Abstract. In this paper, sailing and navigation in the solar wind with a spacecraft powered by an electric sail is addressed. The electric sail is a novel propellantless spacecraft propulsion concept based on positively charged tethers that are centrifugally uncoiled and stabilised to extract the solar wind momentum by repelling the solar wind protons. Steering of such a sail ship is realised either by changing the tether voltage or the sail spin plane. To model the solar wind, we use spacecraft observations for the density and wind speed at 1 AU and assume that the speed is constant and density decreases in square of the distance from the Sun. Using the electric sail thrust formula, we describe the sail response to the solar wind variations, especially, the self-reefing effect leading to a smooth spacecraft acceleration even during periods of large densities or fast winds. As a result, the variations of the acceleration are statistically small relative to the density and wind speed variations. Considering the navigation, we adopt an optimal transfer orbit to Mars originally obtained for constant solar wind speed and density.
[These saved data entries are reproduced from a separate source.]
PR #104, opened 2015-02-20
Removing unused template parameters from for_each

anders-sjogren:
Template parameters V and X seem to be no longer used, since their former use is nowadays pushed into IndirectInvokable concept.


ericniebler:
Thanks

anders-sjogren:
I'm glad I could help!

PR #105, opened 2015-02-20
Use meta implementation from its repository

gnzlbg:
This switches the range-v3 implementation of meta to use that of the meta-repository.


gnzlbg:
I tested this under MacOS with libc++, and the `FindMeta.cmake` script is able to find meta correctly without hints in `/usr/local/include` and `/usr/include` without problems. 

This should work under linux too (travis-ci will say if it works once the newest pull-request are merged into the meta repository). 

I hope that CMake will do the right thing on Windows. If it doesn't it will always pull the latest meta from github. A workaround is to specify the meta directory directly with `cmake -DMETA_INCLUDE_DIR=/path/to/meta/include` but a longer term solution is to add specific Windows `HINTS` to `find_path`.

ericniebler:
What happens when I update the meta repository, but users of range-v3 don't know to pull meta?

gnzlbg:
> What happens when I update the meta repository, but users of range-v3 don't know to pull meta?

Nothing. Unless they update range-v3 afterwards and don't update meta, in which case the compiler will remind them that they should update meta too.

ericniebler:
I prefer none of the above. Meta stays where it is.

gnzlbg:
Ok. I will make a pull request with the documentation changes I made in meta to range-v3. That is going to help me keeping both in sync.

ericniebler:
Yeah, submodules get messy. There's no real way to make it transparent for users. I appreciate the extra work it takes to keep the two repos in sync, but range-v3 currently has no dependencies that need to managed explicitly, and that's worthwhile, IMO. Thanks.

gnzlbg:
I can totally understand that, I also appreciate having no dependencies.

PR #111, opened 2015-03-10
Add missing header fill_n.hpp to algorithm.hpp.

cartec:
Fairly self-explanatory - I assume this omission is unintentional.


ericniebler:
Nice spot, thanks.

The orbit and associated sail operations including a coasting phase are then used as the navigation plan to Mars. We show that passive navigation based only on the statistical results is far too inaccurate for planetary missions and active navigation is required. We assume a simple active navigation system that monitors only the actual orbital speed with an onboard accelerometer and matches it with the optimal orbital speed by altering the tether voltage independently from the future solar wind conditions. We launch 100 test spacecraft with a random launch date and show that with the active navigation 85% (100%) of the spacecraft reach a distance relative to Mars less than about 10 (70) Mars radii with a residual speed less than 20 m/s (80 m/s). As a conclusion, the electric sail is highly navigable and it suits for targeting planets and asteroids, in addition to broad targets such as the heliopause.

Citation: Toivanen, P. K. and Janhunen, P.: Electric Sailing under Observed Solar Wind Conditions, Astrophys. Space Sci. Trans., 5, 61-69, doi:10.5194/astra-5-61-2009, 2009.